Problem to solve:
Please filter the data below down to the lines holding the string "with".
==== Supplied material ====
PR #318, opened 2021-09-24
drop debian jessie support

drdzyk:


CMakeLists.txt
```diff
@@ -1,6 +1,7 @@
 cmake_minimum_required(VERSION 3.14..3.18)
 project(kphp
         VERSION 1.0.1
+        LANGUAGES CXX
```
====
==== Supplied material ====
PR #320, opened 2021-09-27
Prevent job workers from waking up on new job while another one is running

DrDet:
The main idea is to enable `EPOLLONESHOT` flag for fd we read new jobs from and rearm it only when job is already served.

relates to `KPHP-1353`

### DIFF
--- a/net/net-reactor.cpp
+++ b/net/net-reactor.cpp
====
==== Supplied material ====
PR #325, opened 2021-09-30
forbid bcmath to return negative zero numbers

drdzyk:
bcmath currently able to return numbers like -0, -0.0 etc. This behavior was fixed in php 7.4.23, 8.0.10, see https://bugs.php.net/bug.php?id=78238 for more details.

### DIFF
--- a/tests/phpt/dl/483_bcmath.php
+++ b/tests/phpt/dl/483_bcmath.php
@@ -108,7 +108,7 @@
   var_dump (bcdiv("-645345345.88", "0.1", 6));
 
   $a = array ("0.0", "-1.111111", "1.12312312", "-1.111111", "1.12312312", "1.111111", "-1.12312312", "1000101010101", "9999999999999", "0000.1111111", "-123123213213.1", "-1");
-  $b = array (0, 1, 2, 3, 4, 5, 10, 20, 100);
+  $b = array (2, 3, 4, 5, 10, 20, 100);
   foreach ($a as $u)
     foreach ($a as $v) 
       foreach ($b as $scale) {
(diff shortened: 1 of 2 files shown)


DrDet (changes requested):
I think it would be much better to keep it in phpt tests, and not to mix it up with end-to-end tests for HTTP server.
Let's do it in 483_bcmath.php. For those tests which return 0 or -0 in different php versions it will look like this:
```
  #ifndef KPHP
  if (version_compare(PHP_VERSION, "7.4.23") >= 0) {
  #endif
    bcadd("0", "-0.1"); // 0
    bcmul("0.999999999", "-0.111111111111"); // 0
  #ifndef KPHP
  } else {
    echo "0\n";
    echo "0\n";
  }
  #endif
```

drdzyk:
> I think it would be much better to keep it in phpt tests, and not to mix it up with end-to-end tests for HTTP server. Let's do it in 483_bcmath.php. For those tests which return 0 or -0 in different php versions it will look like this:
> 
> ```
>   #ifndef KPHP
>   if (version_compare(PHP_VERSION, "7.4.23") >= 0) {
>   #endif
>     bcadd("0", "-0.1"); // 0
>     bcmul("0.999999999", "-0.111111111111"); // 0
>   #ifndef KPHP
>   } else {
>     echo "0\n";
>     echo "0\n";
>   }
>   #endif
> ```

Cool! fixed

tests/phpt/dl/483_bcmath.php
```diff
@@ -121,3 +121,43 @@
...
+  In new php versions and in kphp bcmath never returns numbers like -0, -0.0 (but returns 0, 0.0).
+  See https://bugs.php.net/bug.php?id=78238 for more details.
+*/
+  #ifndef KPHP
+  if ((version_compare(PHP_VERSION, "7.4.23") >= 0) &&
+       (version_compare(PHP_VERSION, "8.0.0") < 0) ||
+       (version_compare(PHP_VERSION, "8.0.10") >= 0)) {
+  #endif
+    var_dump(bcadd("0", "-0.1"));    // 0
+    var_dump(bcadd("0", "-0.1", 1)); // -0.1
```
====
Written response:
I think it would be much better to keep it in phpt tests, and not to mix it up with end-to-end tests for HTTP server.
> I think it would be much better to keep it in phpt tests, and not to mix it up with end-to-end tests for HTTP server. Let's do it in 483_bcmath.php. For those tests which return 0 or -0 in different php versions it will look like this:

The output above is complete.